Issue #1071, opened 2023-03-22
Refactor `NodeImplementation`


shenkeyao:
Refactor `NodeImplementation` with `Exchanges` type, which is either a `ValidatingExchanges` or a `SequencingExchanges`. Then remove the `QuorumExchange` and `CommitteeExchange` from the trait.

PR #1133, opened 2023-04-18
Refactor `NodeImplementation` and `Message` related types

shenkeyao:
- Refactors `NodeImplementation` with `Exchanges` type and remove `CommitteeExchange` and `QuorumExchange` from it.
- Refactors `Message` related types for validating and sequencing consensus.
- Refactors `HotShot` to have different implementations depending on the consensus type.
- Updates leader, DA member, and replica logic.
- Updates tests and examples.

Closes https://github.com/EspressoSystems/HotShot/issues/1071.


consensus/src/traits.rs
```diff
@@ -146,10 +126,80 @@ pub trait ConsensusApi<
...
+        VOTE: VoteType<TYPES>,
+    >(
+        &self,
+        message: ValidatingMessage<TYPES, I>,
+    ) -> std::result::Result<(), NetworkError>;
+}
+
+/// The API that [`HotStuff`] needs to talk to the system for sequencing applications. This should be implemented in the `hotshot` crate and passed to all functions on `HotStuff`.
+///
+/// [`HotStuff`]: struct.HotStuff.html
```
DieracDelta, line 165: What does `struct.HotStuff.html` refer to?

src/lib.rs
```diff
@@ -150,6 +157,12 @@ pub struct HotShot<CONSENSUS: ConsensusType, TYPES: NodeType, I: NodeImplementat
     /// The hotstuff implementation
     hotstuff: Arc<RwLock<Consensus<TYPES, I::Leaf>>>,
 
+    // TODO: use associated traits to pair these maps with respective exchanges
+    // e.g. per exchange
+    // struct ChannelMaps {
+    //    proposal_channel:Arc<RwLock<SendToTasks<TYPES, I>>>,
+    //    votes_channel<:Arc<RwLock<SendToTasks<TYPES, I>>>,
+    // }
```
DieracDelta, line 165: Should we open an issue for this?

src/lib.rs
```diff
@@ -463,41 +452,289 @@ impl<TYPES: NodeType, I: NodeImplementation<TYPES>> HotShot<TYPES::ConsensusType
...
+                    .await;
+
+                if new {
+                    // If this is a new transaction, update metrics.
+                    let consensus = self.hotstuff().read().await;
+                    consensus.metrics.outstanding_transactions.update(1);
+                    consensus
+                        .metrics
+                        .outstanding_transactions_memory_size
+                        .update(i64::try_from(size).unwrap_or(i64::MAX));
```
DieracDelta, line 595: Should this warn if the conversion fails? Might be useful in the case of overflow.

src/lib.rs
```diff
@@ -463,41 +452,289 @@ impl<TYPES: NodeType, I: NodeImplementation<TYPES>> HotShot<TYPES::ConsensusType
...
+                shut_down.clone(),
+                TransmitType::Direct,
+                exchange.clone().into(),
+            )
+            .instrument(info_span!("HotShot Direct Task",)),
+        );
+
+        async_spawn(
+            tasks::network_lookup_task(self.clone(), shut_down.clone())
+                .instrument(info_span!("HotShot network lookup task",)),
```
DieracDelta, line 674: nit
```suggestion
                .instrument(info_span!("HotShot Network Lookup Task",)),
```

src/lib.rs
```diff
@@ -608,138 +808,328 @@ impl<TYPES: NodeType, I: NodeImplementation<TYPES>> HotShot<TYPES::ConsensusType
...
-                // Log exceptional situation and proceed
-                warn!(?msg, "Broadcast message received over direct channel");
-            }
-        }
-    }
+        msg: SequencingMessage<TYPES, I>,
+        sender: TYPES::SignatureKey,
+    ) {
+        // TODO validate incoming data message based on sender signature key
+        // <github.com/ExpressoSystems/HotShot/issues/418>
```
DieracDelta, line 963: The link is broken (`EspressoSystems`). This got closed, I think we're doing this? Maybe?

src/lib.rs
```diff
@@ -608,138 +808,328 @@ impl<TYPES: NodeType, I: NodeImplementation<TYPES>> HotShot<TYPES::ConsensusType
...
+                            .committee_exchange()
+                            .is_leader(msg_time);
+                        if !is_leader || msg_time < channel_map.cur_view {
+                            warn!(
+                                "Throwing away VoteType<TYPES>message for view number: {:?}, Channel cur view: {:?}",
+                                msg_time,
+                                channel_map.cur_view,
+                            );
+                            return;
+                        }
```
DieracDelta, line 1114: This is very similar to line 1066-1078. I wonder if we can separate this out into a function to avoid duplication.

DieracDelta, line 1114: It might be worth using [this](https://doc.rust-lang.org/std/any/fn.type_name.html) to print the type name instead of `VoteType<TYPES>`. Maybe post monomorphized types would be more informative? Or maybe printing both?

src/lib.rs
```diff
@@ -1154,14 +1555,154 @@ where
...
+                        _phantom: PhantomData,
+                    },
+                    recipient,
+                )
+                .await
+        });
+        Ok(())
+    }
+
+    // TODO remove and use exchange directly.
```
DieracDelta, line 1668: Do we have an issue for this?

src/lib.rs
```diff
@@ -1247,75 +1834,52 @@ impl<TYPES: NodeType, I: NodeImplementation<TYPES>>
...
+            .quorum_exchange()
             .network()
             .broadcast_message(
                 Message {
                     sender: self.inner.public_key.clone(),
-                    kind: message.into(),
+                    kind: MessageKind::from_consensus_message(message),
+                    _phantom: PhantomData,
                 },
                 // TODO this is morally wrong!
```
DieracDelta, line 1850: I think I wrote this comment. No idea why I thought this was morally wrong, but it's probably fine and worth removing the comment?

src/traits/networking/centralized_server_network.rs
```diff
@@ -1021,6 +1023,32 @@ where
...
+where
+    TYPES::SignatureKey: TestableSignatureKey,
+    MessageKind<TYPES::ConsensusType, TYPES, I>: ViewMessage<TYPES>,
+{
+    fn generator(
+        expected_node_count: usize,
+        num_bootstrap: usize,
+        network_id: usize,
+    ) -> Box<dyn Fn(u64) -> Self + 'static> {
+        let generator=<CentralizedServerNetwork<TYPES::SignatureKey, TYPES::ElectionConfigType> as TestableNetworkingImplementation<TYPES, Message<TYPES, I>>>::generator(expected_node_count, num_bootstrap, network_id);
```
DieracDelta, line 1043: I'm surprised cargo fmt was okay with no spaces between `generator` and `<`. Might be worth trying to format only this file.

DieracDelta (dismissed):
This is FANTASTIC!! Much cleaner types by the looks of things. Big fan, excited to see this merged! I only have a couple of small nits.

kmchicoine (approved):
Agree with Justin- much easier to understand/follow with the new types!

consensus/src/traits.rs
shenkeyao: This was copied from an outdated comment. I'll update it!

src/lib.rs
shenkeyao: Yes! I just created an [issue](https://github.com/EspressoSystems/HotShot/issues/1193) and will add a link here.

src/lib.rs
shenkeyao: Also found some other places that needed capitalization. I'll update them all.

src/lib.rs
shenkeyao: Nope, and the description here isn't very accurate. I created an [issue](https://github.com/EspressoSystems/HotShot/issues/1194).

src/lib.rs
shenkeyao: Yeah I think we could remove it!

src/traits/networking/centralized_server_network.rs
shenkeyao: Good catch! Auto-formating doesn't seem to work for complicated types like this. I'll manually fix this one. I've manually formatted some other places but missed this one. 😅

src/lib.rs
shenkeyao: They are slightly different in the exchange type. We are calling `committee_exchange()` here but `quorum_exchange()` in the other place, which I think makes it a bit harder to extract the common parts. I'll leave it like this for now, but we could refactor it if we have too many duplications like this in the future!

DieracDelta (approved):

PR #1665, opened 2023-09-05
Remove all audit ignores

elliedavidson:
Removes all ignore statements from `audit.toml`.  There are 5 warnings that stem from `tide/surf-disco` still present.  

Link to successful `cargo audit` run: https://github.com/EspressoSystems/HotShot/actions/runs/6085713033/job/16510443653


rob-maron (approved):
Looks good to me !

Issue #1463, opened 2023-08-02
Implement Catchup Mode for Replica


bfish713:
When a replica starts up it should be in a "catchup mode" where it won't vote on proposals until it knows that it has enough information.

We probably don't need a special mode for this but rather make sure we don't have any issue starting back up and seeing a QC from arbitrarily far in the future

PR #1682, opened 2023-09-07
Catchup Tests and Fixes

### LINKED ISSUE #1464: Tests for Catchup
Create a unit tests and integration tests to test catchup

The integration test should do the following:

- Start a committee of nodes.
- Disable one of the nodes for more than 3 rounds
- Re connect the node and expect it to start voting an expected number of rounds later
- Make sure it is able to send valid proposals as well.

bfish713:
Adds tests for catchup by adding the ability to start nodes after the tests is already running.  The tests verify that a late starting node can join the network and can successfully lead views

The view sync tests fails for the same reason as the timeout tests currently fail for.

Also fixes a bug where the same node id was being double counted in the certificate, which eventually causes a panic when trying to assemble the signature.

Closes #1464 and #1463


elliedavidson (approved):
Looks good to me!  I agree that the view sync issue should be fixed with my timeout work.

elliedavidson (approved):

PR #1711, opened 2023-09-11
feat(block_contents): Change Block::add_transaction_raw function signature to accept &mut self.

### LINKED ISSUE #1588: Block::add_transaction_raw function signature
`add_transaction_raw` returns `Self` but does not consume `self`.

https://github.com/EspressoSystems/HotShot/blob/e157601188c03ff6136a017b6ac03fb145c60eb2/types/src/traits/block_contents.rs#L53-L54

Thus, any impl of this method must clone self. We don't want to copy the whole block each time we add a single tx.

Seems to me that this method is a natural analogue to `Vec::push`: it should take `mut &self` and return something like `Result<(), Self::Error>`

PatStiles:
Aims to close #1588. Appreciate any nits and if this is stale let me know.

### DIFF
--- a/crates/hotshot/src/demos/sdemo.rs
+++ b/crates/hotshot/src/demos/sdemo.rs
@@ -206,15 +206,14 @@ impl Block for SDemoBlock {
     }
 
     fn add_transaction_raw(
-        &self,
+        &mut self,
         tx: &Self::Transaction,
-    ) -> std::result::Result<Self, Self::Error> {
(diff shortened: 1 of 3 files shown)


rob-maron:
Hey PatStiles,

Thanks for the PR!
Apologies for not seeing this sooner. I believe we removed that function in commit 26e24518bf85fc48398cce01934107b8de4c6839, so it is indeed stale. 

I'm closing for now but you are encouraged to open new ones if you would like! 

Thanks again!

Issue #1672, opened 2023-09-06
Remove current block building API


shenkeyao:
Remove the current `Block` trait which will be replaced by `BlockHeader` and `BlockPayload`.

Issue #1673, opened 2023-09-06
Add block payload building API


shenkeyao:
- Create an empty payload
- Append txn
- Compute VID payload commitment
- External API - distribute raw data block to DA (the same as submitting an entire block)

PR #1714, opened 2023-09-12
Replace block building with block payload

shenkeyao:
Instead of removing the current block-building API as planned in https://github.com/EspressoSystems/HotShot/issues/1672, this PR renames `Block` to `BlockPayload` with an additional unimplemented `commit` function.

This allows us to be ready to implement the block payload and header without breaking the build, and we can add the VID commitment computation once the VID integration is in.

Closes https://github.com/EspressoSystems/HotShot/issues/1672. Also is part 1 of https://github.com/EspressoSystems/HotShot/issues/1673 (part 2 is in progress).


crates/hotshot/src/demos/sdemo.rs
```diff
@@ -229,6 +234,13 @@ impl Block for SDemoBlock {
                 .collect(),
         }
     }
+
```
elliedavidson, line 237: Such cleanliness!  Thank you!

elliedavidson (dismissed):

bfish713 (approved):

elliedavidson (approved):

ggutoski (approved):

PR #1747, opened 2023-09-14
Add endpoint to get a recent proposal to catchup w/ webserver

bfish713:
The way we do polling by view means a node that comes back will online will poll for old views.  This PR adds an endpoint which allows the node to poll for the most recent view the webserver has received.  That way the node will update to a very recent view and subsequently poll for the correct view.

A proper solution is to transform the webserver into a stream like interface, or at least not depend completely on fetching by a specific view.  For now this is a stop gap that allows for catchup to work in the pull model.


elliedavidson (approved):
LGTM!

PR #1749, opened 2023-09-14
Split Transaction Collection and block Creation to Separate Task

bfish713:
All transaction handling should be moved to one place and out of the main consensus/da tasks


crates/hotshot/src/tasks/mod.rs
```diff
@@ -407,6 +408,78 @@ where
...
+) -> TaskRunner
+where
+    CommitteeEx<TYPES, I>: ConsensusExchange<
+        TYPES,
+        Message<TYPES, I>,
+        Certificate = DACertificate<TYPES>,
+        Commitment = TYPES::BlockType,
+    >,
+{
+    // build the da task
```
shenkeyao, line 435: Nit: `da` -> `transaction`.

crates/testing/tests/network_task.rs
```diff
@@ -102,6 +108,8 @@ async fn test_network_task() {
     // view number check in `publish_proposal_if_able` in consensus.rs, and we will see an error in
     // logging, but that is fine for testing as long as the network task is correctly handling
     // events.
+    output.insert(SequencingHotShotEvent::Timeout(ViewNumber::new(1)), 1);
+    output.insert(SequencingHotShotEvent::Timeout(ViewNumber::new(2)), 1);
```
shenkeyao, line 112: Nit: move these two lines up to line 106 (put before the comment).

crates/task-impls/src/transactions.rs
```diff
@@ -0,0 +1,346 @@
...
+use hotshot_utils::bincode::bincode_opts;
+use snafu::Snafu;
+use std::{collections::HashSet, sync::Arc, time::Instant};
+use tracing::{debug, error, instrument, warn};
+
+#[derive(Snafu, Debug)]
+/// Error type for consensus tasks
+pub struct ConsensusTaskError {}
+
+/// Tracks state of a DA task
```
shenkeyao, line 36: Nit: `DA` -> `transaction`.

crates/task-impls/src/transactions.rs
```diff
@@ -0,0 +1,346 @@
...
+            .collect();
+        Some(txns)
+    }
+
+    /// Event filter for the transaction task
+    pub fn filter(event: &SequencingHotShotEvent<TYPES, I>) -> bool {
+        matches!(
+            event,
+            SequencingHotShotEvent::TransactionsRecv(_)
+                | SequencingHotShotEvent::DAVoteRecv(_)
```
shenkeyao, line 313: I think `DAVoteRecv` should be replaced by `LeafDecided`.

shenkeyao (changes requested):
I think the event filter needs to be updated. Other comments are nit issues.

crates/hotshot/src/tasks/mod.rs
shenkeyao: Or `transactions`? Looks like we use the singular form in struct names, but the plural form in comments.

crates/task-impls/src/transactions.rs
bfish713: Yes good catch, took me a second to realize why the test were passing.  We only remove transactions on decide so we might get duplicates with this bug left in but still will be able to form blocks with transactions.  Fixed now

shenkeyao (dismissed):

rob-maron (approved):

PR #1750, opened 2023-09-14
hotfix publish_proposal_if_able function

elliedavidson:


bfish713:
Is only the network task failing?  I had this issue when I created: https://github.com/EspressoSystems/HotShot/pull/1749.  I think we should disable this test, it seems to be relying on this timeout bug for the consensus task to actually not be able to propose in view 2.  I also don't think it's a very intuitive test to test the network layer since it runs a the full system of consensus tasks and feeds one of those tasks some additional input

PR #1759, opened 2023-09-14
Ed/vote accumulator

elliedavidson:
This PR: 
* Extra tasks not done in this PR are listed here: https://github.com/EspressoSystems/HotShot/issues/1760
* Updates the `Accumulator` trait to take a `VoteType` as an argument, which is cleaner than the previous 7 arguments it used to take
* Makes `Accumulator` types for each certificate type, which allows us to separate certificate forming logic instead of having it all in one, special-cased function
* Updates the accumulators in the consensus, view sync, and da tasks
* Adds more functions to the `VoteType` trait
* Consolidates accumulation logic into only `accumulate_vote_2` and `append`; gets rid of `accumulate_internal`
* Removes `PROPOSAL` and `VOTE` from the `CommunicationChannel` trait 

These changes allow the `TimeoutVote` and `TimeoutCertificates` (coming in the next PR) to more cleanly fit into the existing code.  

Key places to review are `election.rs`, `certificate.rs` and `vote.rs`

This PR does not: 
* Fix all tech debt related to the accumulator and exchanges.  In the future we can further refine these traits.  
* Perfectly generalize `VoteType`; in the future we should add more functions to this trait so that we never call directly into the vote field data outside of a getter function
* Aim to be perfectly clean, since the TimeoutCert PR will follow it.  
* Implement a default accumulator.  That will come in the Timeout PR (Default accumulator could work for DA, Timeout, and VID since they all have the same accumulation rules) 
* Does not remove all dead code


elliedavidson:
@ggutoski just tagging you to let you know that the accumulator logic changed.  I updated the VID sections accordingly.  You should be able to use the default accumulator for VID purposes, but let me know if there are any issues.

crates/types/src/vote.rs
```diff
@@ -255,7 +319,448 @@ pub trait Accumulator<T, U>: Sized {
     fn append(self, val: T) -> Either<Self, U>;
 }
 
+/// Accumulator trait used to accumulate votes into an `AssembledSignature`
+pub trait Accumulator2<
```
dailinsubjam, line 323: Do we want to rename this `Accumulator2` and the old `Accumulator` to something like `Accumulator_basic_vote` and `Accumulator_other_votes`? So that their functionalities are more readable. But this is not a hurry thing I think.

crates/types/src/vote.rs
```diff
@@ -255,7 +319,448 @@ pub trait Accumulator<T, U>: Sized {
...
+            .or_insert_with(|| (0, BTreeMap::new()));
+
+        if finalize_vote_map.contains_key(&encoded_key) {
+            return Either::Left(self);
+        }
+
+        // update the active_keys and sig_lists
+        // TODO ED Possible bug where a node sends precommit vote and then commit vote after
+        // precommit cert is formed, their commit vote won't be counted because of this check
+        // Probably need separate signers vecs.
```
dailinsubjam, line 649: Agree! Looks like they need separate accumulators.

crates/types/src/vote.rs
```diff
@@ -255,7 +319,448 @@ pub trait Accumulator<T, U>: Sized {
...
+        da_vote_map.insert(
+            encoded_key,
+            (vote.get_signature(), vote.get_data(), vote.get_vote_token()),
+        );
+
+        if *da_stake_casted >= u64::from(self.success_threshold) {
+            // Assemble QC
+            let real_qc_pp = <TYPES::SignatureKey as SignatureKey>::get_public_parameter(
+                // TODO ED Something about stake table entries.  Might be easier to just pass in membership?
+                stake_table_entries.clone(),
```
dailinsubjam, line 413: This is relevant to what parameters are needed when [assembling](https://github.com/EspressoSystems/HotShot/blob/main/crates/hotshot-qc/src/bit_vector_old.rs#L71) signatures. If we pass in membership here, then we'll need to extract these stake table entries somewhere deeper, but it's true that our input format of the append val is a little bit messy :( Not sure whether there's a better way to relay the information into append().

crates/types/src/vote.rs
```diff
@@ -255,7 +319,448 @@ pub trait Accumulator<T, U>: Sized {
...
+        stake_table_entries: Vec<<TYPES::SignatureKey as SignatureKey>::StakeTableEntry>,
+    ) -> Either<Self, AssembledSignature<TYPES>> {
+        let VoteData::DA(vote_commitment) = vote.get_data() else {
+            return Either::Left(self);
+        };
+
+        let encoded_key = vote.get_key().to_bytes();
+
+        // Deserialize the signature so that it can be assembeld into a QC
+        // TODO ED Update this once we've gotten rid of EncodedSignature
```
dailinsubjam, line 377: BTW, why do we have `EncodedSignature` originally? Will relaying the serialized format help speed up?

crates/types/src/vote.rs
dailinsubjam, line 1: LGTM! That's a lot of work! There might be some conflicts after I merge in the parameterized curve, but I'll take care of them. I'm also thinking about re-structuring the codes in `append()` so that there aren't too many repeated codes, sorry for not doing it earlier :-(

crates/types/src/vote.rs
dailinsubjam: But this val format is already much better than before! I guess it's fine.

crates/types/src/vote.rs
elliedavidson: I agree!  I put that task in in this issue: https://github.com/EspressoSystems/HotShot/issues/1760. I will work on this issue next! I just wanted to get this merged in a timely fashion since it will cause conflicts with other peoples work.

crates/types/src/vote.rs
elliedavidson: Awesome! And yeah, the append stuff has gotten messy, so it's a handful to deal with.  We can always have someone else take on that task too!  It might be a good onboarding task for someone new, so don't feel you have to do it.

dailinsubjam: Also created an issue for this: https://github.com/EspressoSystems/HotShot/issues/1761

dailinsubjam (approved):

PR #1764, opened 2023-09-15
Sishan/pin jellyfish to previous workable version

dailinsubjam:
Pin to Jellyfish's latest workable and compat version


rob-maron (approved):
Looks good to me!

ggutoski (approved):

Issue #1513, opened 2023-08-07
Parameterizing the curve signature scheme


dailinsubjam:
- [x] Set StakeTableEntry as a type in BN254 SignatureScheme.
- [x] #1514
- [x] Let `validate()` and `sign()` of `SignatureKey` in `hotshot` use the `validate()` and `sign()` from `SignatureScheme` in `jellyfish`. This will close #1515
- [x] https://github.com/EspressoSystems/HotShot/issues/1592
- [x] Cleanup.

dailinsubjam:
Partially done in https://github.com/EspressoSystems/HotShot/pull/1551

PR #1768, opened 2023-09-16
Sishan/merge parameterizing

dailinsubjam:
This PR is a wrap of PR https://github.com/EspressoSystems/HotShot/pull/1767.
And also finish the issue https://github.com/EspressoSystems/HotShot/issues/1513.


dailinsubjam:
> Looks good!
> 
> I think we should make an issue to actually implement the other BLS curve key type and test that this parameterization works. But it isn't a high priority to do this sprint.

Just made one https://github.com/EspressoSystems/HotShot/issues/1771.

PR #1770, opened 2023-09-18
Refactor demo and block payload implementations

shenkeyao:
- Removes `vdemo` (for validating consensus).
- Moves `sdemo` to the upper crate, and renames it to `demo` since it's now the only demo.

- _Assignment_
Please copy every line in the entries where "needs" appears.

- _Solution for this task_
+/// The API that [`HotStuff`] needs to talk to the system for sequencing applications. This should be implemented in the `hotshot` crate and passed to all functions on `HotStuff`.
I think the event filter needs to be updated. Other comments are nit issues.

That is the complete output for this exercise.